*** Excerpted records Section Begins ***

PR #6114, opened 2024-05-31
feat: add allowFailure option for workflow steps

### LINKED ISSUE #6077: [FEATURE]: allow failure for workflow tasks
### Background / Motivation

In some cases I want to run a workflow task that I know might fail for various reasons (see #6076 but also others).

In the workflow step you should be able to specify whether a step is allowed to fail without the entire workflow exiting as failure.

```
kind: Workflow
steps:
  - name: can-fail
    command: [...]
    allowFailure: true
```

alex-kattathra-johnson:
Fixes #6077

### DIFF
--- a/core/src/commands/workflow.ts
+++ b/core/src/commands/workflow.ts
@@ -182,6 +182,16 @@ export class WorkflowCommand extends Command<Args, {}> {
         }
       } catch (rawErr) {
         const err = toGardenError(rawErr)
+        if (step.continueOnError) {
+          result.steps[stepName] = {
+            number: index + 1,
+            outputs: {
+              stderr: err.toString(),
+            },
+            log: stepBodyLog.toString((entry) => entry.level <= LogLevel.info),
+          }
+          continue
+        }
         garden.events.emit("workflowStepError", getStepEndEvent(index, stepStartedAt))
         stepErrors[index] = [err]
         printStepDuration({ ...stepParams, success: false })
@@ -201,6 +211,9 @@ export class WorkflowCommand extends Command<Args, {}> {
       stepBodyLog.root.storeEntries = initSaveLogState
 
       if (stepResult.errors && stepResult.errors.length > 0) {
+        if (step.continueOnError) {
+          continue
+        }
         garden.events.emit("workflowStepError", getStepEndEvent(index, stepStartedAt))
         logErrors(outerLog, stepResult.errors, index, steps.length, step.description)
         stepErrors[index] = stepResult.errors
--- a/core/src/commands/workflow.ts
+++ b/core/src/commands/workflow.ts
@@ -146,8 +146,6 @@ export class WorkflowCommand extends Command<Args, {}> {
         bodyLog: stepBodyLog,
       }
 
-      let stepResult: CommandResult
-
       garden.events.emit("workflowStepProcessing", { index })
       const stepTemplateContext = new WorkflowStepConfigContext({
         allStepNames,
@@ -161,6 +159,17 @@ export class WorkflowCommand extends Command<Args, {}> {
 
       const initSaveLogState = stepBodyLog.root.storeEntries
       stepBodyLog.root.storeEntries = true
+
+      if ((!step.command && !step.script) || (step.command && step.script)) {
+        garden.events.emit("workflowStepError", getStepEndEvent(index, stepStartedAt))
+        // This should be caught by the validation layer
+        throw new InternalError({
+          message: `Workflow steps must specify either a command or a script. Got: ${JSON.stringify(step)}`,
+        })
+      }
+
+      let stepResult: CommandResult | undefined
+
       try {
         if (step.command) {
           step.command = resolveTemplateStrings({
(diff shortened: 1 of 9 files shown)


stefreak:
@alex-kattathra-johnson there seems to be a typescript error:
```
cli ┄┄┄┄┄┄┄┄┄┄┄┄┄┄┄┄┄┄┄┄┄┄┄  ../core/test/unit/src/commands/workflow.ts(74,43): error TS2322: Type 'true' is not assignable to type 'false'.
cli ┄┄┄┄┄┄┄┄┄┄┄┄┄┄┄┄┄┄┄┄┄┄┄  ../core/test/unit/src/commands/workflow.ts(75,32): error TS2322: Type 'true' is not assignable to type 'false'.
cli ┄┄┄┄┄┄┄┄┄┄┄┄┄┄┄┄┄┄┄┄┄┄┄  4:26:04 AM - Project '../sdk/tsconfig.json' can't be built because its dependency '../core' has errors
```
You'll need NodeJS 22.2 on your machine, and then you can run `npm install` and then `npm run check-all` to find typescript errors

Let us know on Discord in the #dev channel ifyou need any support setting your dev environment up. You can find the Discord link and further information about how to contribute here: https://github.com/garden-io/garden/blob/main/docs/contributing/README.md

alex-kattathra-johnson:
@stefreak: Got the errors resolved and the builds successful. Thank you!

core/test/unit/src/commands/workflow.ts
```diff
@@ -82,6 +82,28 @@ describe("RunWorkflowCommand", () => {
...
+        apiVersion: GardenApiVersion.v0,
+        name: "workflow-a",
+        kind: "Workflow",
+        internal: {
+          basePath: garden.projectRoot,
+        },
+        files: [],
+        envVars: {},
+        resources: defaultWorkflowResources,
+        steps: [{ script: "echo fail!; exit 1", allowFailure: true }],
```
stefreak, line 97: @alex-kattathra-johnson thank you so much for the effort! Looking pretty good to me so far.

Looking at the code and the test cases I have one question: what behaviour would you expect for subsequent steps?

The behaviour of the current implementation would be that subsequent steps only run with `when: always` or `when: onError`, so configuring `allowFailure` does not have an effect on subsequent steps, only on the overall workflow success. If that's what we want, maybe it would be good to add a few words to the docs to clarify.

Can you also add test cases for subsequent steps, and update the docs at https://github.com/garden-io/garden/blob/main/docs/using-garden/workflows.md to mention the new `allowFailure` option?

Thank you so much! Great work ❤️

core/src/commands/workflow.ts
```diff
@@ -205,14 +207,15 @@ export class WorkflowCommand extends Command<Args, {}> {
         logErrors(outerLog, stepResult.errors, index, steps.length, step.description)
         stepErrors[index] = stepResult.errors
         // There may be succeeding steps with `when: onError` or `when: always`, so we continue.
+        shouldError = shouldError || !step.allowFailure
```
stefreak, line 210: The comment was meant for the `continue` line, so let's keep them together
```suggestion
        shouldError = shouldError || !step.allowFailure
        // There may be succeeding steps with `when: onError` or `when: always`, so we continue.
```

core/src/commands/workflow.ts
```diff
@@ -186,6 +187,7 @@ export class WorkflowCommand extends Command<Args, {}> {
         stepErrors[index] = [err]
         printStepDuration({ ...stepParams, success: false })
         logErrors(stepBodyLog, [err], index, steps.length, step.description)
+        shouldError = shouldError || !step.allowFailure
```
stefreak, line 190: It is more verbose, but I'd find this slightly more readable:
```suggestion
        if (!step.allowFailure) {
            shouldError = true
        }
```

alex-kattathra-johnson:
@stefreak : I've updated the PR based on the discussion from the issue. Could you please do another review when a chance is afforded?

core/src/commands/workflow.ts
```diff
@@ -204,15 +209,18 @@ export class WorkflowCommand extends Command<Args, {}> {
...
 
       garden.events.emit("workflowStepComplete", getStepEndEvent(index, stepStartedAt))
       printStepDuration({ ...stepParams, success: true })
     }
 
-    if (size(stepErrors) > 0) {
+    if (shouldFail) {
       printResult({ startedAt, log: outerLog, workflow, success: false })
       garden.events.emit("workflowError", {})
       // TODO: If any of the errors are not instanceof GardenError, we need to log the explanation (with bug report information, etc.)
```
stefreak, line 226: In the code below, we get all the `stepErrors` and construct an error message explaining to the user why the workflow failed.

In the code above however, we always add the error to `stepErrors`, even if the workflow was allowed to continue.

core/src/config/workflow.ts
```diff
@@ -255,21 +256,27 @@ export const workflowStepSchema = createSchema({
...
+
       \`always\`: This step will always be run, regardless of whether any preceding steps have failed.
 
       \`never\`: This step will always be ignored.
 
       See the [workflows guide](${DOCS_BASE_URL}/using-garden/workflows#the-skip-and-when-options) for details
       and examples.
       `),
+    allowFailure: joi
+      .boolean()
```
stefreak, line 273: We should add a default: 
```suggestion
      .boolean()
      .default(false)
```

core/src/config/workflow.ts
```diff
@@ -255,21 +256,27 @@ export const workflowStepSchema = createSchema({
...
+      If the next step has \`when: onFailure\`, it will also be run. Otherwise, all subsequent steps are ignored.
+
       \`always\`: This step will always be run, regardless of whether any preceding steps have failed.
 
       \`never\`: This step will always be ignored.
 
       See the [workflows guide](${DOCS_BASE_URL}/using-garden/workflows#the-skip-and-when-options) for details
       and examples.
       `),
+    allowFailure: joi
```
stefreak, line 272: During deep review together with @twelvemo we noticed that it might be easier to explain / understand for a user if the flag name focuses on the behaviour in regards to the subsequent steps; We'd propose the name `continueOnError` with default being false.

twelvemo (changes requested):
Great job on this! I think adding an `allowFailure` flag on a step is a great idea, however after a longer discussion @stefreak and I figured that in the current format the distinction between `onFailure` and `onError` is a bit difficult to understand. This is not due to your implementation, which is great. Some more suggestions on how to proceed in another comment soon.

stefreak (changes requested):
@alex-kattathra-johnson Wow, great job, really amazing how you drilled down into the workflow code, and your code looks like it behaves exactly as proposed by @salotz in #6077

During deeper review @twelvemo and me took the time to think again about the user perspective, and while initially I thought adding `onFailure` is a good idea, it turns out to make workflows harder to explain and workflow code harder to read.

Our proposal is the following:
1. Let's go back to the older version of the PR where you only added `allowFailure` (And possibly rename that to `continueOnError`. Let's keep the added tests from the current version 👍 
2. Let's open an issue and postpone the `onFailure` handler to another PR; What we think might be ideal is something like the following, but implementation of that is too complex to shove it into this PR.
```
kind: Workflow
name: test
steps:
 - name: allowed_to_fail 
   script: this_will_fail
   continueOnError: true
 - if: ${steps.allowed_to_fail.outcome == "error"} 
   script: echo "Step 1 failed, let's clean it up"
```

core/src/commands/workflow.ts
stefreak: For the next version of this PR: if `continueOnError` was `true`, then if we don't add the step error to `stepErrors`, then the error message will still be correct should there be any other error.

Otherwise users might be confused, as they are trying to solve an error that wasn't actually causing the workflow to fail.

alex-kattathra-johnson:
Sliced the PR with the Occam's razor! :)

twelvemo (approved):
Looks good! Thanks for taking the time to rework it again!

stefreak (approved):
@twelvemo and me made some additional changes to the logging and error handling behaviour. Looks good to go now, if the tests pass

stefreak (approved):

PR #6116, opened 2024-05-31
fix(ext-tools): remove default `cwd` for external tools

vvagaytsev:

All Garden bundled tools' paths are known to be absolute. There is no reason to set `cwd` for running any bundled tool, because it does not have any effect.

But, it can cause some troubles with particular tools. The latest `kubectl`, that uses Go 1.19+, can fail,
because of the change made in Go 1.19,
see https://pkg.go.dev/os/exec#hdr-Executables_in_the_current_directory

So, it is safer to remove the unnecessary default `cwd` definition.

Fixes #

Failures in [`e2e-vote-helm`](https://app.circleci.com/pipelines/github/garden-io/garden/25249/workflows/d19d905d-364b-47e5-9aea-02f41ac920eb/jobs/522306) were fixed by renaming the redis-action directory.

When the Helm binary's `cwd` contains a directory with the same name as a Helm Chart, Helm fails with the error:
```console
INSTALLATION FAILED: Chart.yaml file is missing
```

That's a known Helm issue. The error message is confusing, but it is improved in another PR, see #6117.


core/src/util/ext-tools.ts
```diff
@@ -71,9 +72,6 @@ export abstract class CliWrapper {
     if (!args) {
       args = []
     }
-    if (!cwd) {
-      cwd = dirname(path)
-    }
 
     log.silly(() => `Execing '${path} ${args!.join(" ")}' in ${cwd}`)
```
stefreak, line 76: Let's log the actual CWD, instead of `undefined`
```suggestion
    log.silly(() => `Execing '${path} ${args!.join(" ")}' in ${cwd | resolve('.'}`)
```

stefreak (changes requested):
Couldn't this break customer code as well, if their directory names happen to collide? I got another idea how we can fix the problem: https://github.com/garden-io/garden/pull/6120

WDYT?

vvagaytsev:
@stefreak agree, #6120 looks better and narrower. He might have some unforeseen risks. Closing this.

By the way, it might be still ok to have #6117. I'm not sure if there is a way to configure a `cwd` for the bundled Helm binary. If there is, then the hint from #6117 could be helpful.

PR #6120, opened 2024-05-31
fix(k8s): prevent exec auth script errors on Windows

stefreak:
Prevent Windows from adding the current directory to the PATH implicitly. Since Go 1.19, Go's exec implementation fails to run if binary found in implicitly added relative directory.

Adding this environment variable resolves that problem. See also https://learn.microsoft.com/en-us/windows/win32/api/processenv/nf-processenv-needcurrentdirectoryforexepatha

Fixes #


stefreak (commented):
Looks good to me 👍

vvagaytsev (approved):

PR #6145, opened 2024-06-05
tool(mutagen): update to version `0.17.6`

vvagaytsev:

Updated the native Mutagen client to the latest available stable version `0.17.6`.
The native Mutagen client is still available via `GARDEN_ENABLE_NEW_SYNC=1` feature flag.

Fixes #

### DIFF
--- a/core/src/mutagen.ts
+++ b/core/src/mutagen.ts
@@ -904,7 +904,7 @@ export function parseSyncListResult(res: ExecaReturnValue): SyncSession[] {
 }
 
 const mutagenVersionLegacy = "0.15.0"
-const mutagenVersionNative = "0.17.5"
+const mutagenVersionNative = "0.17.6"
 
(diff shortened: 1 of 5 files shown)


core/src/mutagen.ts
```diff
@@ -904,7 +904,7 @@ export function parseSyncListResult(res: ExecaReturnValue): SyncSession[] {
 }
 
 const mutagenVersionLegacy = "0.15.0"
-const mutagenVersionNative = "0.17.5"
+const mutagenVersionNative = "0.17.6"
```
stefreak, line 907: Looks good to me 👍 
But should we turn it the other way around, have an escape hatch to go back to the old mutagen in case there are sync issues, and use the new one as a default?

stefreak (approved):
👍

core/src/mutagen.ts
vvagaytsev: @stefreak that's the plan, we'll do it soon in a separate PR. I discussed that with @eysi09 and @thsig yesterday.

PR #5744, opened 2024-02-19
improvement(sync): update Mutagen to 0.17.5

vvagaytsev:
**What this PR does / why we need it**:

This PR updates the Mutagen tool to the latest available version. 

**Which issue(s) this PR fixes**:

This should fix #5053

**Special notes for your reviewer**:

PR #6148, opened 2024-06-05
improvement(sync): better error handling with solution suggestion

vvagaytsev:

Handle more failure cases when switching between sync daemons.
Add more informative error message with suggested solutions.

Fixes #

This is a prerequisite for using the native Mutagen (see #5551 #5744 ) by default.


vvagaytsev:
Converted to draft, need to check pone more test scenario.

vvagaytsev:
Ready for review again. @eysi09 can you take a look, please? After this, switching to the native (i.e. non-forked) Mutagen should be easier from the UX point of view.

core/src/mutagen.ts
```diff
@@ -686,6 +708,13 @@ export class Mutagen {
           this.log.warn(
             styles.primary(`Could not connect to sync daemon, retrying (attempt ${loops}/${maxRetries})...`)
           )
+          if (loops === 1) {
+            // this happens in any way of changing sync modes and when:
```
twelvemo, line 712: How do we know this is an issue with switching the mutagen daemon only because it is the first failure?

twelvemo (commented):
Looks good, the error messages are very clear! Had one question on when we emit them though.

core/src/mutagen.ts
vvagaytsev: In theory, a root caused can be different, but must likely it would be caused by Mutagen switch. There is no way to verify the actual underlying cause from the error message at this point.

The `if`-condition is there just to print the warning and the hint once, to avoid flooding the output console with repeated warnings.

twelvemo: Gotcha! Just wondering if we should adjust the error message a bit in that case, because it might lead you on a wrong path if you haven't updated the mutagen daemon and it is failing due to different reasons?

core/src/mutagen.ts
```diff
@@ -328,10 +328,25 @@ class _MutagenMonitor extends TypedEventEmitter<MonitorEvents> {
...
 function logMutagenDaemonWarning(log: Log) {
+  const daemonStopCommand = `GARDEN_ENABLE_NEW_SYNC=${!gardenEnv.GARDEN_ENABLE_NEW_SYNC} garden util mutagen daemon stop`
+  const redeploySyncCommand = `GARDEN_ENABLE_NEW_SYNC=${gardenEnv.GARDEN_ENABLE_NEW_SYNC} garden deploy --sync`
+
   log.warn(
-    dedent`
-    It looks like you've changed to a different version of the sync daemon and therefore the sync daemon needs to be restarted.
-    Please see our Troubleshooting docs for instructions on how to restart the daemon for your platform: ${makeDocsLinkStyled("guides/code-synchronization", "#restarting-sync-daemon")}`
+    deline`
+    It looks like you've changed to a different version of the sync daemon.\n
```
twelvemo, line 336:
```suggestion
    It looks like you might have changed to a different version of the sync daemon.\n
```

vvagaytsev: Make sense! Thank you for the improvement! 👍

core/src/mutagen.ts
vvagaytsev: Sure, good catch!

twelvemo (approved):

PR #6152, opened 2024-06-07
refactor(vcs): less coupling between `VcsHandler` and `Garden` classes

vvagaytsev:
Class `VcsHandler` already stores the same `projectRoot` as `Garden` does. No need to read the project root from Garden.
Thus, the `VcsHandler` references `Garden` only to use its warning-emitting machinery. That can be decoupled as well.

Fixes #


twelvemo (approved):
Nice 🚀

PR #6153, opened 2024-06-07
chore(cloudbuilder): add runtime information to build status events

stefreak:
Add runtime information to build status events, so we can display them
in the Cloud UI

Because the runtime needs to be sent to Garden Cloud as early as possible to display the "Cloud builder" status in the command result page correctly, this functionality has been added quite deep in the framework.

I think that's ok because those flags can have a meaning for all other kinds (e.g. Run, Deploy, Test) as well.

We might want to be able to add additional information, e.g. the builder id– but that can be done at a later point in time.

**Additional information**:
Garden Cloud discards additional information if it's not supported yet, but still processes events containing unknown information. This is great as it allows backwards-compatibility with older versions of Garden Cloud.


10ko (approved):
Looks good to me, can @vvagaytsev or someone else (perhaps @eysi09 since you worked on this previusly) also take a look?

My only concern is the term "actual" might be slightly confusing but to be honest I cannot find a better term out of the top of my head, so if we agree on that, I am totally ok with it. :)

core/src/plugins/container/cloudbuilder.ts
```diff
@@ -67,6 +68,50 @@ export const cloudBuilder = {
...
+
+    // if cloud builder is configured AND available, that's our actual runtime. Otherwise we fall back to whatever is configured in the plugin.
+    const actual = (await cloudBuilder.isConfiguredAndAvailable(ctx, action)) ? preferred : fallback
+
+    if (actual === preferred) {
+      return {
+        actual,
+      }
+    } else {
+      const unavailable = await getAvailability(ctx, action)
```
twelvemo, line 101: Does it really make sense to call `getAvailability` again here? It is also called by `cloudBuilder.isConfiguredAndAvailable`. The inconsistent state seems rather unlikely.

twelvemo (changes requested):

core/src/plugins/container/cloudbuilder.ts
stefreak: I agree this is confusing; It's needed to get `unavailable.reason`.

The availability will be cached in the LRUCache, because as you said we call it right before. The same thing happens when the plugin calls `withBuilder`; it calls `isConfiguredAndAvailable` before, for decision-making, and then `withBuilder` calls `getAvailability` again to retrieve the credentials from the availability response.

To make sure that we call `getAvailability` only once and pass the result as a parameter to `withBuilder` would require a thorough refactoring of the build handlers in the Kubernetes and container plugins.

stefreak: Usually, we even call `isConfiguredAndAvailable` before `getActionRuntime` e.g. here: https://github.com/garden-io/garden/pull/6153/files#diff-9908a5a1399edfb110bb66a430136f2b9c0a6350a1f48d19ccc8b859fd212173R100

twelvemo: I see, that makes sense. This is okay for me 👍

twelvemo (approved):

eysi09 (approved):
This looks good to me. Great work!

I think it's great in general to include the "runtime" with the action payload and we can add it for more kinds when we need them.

*** Excerpted records Section Ends ***

Your task: Look for the string "display" in the entries above. Copy every line that has it.

Finished task:
Add runtime information to build status events, so we can display them
Because the runtime needs to be sent to Garden Cloud as early as possible to display the "Cloud builder" status in the command result page correctly, this functionality has been added quite deep in the framework.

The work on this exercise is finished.